Is Big Data dead? Short answer: No. It’s alive and well – and very valuable, as long as you take the right approach to data management and analytics.
The question of “Is Big Data dead?” is not new. People have been proclaiming its death since at least 2013. The concept of Big Data has been applied too broadly to have meaning, they say.
Others claim big data tools are too specific and customized to build a real ecosystem. And then there is the idea that data just can’t be used to predict things as accurately as Big Data fans have contended.
That last notion may seem especially true in the wake of events like the 2016 U.S. presidential election. Without getting partisan about the issue, suffice it to say that the vast majority of predictive models, which were supposedly based on polls and other predictive data, totally missed the mark when they suggested that the candidate who turned out to be unsuccessful had a very high probability of winning.
Is Big Data Dead? No, It’s Alive and Well (and Living on a Server Near You)
Some of these criticisms of Big Data and data analytics are fair. Can Big Data solve all of the world’s problems and get things right 100 percent of the time?
Of course not. But what can?
The fact that Big Data is imperfect – that predictive analytics sometimes turn out to be wrong, that not every Big Data product out there succeeds in the market, that the term Big Data is subject to the same conceptual ambiguity as other tech buzzwords, like cloud – does not mean Big Data is dead.
Doing Big Data Right
It just means that, like any other mainstream technology, Big Data has to be implemented in the right way in order to be effective.
If you do Big Data the wrong way, you won’t get the results you’re hoping for. It will be easy for you to draw the conclusion that Big Data is dead and just doesn’t work.
But, if you do Big Data the right way, you’ll realize just how much insight it can deliver. Doing Big Data the right way includes adhering to principles like these:
- Standardize your data.
In order to work with Big Data effectively, you need to get all of your data into a standard format – which is tough when the sources of your data are diverse. If you fail to standardize, you’ll get inconsistent analytics results because of poor data quality.

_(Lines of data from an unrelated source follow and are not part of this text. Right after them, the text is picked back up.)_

PR #183, opened 2015-11-07
Add server side XSLT capability and fix core unit tests

### LINKED ISSUE #174: Enable server side XSLT by default
This is a small step on the road to replacing XSLT with Custom Elements (Web Components).
It also accepts the fact that browser vendors have lost interest in XML / XSLT. It is common for us to come across issues that only occur on HTML pages generated by XSLT, for example:

- Terrible memory leaks in IE8 [when page generated by XSLT](https://support.microsoft.com/en-us/kb/2032595)
- Firefox performance API completely broken in pages generated by XSLT [but XSLT gets low priority](https://bugzilla.mozilla.org/show_bug.cgi?id=804069#c8):

> Honestly, I don't know of anyone not working on something more important. XSLT is not seeing a whole lot of usage on the web.

- Original Android browser did not do XSLT at all.
- Chrome's implementation of Web Components [throws errors if the page is generated by XSLT](https://code.google.com/p/chromium/issues/detail?id=551089).
- Windows Phone 8.1 lost all ability to do client side XSLT #141 

Is XSLT a powerful transformation engine that ships with every major browser out of the box? Yes.
Has it seen massive uptake and support? No.

Ultimately I believe this is a case of the [principle of least power](http://www.w3.org/2001/tag/doc/leastPower) - people prefer JSON instead of XML not **despite** it being less powerful but **because** it is less powerful.

It's time to demote it, move it to the server and start replacing it with plain old HTML and HTML Custom Elements.

### LINKED ISSUE #182: wcomponents-core unit tests no longer run.
Surefire plugin is misconfigured.

When re-enabling them four tests in `WNumberField_Test` now fail :frowning:

ricksbrown:
Fixes #182 
Closes #174 

OK the XSLT is not enabled by default but it can be with a simple property switch.

@jonathanaustin Might be worth taking a look at `*.java` changes and maybe the `pom.xml` too.

Note: I have not injected the param `xslVendor` because it is scarcely used - we should be able to remove our need to sniff Internet Explorer in the transform.


wcomponents-core/src/main/java/com/github/bordertech/wcomponents/servlet/ServletUtil.java
```diff
@@ -360,9 +361,9 @@ public static InterceptorComponent createInterceptorChain(final HttpServletReque
 				new UIContextDumpInterceptor(), new AjaxSetupInterceptor(),
 				new WWindowInterceptor(true), new WrongStepAjaxInterceptor(),
 				new ContextCleanupInterceptor(), new ValidateXMLInterceptor(),
```
jonathanaustin: Here and below...switch the order of ValidateXmlInterceptor TransformXMLInterceptor.

When the ValidateXMlInterceptor is enabled (should only be in dev) it will pick up any malformed XML and wrap it as an error and then pass it through the TransformXMLInterceptor.

wcomponents-core/src/main/java/com/github/bordertech/wcomponents/container/TransformXMLInterceptor.java
```diff
@@ -0,0 +1,160 @@
...
+ * It is enabled by setting the "bordertech.wcomponents.xslt.enabled" to true.
+ *
+ * @author Rick Brown
+ * @since 1.0.0
+ */
+public class TransformXMLInterceptor extends InterceptorComponent {
+	/**
+	 * The key used to look up the enable flag in the current {@link Config configuration}.
+	 */
+	public static final String PARAMETERS_KEY = "bordertech.wcomponents.xslt.enabled";
```
jonathanaustin: Make sure this new parameter is documented on the Wiki.

jonathanaustin:
LGTM once addressed comments.

wcomponents-core/src/main/java/com/github/bordertech/wcomponents/container/TransformXMLInterceptor.java
```diff
@@ -0,0 +1,160 @@
...
+	private static final Log LOG = LogFactory.getLog(TransformXMLInterceptor.class);
+
+	/**
+	 * Override paint to perform XML to HTML transformation.
+	 *
+	 * @param renderContext the renderContext to send the output to.
+	 */
+	@Override
+	public void paint(final RenderContext renderContext) {
+		boolean doTransform = Config.getInstance().getBoolean(PARAMETERS_KEY, false);
```
jonathanaustin: Lets turn it on by default.

wcomponents-core/src/main/java/com/github/bordertech/wcomponents/container/TransformXMLInterceptor.java
ricksbrown: Good call, will do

- Use the tools of your choice.
You should empower yourself to use whichever Big Data tool is the best fit for your needs. If you want to use Hadoop, use Hadoop. If you like Spark, adopt Spark. This flexibility of choice is only possible when you have data integration solutions in place that can work with your data no matter which format it is in, or where it lives.
- Make your data really, truly big.
The bigger your data – meaning the more information you collect – the more accurate your analytics results will be. You should, therefore collect as much data as you can – which is possible as long as you collect data from all of the systems in your infrastructure, and put all of your resources to work in storing and processing data.
- Analyze in real time.
Analytics based on historical data are good, but real-time analytics are much better. They tell you what the situation is right now, not what it was a minute or an hour or a day ago. For this reason, you want to be able to integrate and analyze all of your data in real time, without barriers (like incompatible data formats or data extraction delays) that turn real-time data into historical data.
Syncsort’s data integration solutions can help you achieve all of the above. They empower you to collect all the data that your infrastructure generates – whether it originates from mainframes, commodity servers or anywhere else – to analyze that data using whichever Big Data tools you want to use and to do it all in real time.
Big Data’s not dead. It’s just dead to those who approach it from the wrong angle.